To use this tool, navigate to: http://gcc.godbolt.org. To begin, insert some code into the "Code editor" text area on the left and watch as the assembly is generated on the right. Try experimenting with the compiler options at the top. For these exercises, we recommend having all of the "filters" enabled except "Intel syntax". This should result in a fairly minimal amount of assembly code, with lines colored to show (roughly) how it corresponds to the code on the left.

Two useful references for understanding the generated assembly code:

  1. GCC Optimization levels: Compiler optimizations may result in improvements to code size and/or performance.
  1. Select x86-64 gcc 4.7.1 for the compiler, clear out any options, and copy the following code into the code editor:
int testFunction(int* input, int length) {
  int sum = 0;
  for (int i = 0; i < length; ++i) {
    sum += input[i];
  }
  return sum;
}

Copy/paste the assembly output into your solution.

  1. The default is to compile with -O0. Try adding the -O1 option in the "compiler options" field. Notice how the generated assembly changed. What is the percent change in number of instructions?
  2. Now change the optimization flag to -O3. What happens to the amount of generated code? Notice the new registers being used: %xmm{0,1} and new instructions beginning with p. Explain briefly what these instructions do differently than the less-optimized version.
  3. Vector extensions: The latest generations of Intel and AMD x86 architectures have a new set of instructions called "Advanced Vector Extensions" (AVX) which allow programs to make use of wider vector units. With -O3 still enabled, try compiling with -mavx. What do you notice has changed? And for a bit more fun, now try compiling with -mavx2 to enable the second generation of AVX instructions (to be included in future architectures). Find one new instruction introduced in AVX2 (don't worry about figuring out what it does).
  1. x86 vs.
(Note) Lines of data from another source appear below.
PR #1000, opened 2022-11-29
Solidjs home page top repos list

AllStackDev1:
Closes: https://github.com/thisdot/pods/issues/128

image


solidjs-tailwind/src/components/PrivacyBadge/PrivacyBadge.jsx
```diff
@@ -1,12 +1,7 @@
...
+import cn from 'classnames';
 
 const PrivacyBadge = (props) => {
-  const [local] = splitProps(props, ['visibility']);
-  return (
-    <span class="py-0.5 px-2 text-xs rounded-xl text-gray-600 border border-gray-300 font-medium capitalize">
-      {local.visibility.toLowerCase()}
-    </span>
-  );
+  return <span class={cn('py-0.5 px-2 text-xs rounded-xl text-gray-600 border border-gray-300 font-medium', props.class)}>{props.isPrivate ? 'Private' : 'Public'}</span>;
```
hdJerry, line 4: the value here can't be as there are not just private and public.
return to the previous implementation. and probably in the query and API add visibility, you can use the user repo as a guide.

solidjs-tailwind/src/components/PrivacyBadge/PrivacyBadge.stories.jsx
```diff
@@ -3,13 +3,15 @@ import PrivacyBadge from './PrivacyBadge';
 export default {
   title: 'Components/PrivacyBadge',
   argTypes: {
-    visibility: {},
+    isPrivate: true,
```
hdJerry, line 6: no, please. return to the previous implementation.

hdJerry: and by the way, in argTypes, you don't add the value.

solidjs-tailwind/src/components/PrivacyBadge/PrivacyBadge.stories.jsx
```diff
@@ -3,13 +3,15 @@ import PrivacyBadge from './PrivacyBadge';
...
+    className: '',
   },
 };
 
 const Template = (args) => <PrivacyBadge {...args} />;
 
 export const Default = Template.bind({});
 Default.args = {
-  visibility: 'Public',
+  isPrivate: true,
```
hdJerry, line 15: return to previous implementation

solidjs-tailwind/src/components/RepoCard/RepoCard.jsx
```diff
@@ -1,59 +1,48 @@
...
-
   return (
     <div class="px-4 py-4 border-b border-gray-200 first-of-type:border-t flex justify-between flex-wrap md:flex-nowrap gap-x-4">
       <div class="col-span-12 md:col-span-7 text-left">
         <h3 class="mb-4">
-          <Link href={repoNameWithOwnerLink()}>
+          <Link href={`/${local.owner}/${local.name}`}>
             <span class="text-xl text-blue-600 font-semibold hover:underline mr-3">
-              {repoNameWithOwner()}
+              {local.name}
```
hdJerry, line 25: no please, return to the previous implementation. If something isn't clear, please ask why it is done that way.

hdJerry (changes requested):
Worst case scenario is modifying the API or the data going in, not the UI content

solidjs-tailwind/src/components/PrivacyBadge/PrivacyBadge.jsx
vyktoremario: The API returns `isPrivate`. So you can do:

`{local.isPrivate ? 'Private' : 'Public'}`

hdJerry (approved):
Thanks

PR #1037, opened 2022-12-07
Fix Vitest $app modules support

iansamz:
Resolves: #1036


svelte-kit-scss/vite.config.ts
```diff
@@ -1,10 +1,38 @@
...
+import { configDefaults, type UserConfig as VitestConfig } from 'vitest/config';
+import path from 'path';
 
-const config: UserConfig = {
+const config: UserConfig & { test: VitestConfig['test'] } = {
   plugins: [sveltekit()],
   define: {
-    global: '({})',
+    // Eliminate in-source test code
+    'import.meta.vitest': 'undefined',
```
BigAB, line 10: Oh, why do this? I am curious.

svelte-kit-scss/setupTests.ts
```diff
@@ -0,0 +1,76 @@
...
+vi.mock('$app/environment', (): typeof environment => ({
+  browser: false,
+  dev: true,
+  building: false,
+  version: 'any',
+}));
+
+// Mock SvelteKit runtime module $app/navigation
+vi.mock('$app/navigation', (): typeof navigation => ({
+  afterNavigate: () => {},
```
BigAB, line 23: I think if you just called `vi.mock('$app/navigation')` you would get the same result

iansamz: Let me give it a try

iansamz: I believe this is necessary as some navigation types need to resolve async and others do not

svelte-kit-scss/vite.config.ts
BigAB: Ohh, I see.

I actually think in-source testing seems like a good idea

BigAB (approved):
LGTM :shipit:

PR #1053, opened 2022-12-13
fix: Netlify backend axios

markshenouda:
Replacing Axios with Node fetch because it doesn't work with Netlify (We don't know why) as you see in the next screenshot we logged the result of the data in axios request using `console.log('Result:', result.data);` and this was the result

image

it looks like encoded, we tried to set the `responseEncoding` to `utf-8` but no result

This is the result of logging the whole result

image

this is the same request but with `node-fetch`

image

the last one looks right, so I removed the axios package and migrated to node-fetch


Zelig880 (approved):
Code seem reasonable but i have not tested this locally!

i am going to merge this to hopefully unblock people

PR #1055, opened 2022-12-14
Implementing brower storage for caching

AllStackDev1:
This PR was inspired by the blog post I wrote here: https://docs.google.com/document/d/1njNHhv7PGnHN1o0uC_mc3sURZlH4NbP4vD7HhUza5Nw/edit?usp=sharing


danecando (commented):
It doesn't look like there's any kind of invalidation for the cache. Not sure we would want data cached indefinitely (until the users session storage clears)

PR #1066, opened 2022-12-14
fix(svelte-kit-scss): replace api url in example.env and remove alias…

BigAB:
The PR updates the `env.example` file with the new API endpoint and removes an unnecessary alias that SvelteKit was warning about:
 
Screenshot 2022-12-14 at 1 07 41 PM


iansamz (approved):
LGTM

PR #1150, opened 2023-08-05
Raises TEG max output to 1500kW

CPU-Blanc:
Seeing as a super simple SM setup can get you 1,000-2,000kW... This 500kW limit is insanely dumb.
Raises that to 3,000kW per TEG before side-effects start to kick in. Should give some wriggle room for people who want to push more power without going tooooo ham

### DIFF
--- a/code/modules/power/generator.dm
+++ b/code/modules/power/generator.dm
@@ -11,7 +11,7 @@
 	construct_state = /singleton/machine_construction/default/panel_closed
 	maximum_component_parts = list(/obj/item/stock_parts = 16)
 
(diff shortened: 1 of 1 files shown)


CPU-Blanc:
I've actually tweaked this and adjusted it to 1,500kW.
Although setups that start to push it will  exceed this, it'll only nuke APCs that are _directly_ connected to the TEGs.

So in reality, it just means going over 1,500kW will cause some efficiency loss, which is fine I guess?

Glloyd:
Seems good to me.

PR #1144, opened 2023-07-29
feature: Girlcats

scrdest:
An absurd hellish abomination of a cat with human ears. 
Low dmg, high windup, _fast_. 
Sprites by Ryanwraith w/ my own edits.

ARM Assembly: Using the same code as the last problem, change the compiler option to ARM gcc 4.6.4, with no compiler options specified. Compare the number of instructions. Given that x86 is (roughly) a CISC ISA and ARM is (roughly) a RISC ISA, would you expect this difference? Give an example of how x86 could use fewer instructions than ARM to do the same operation.
    1. Bonus: find an example of this in the code provided or with your own code (hint: use the colorized output to isolate the effect for specific lines of C code).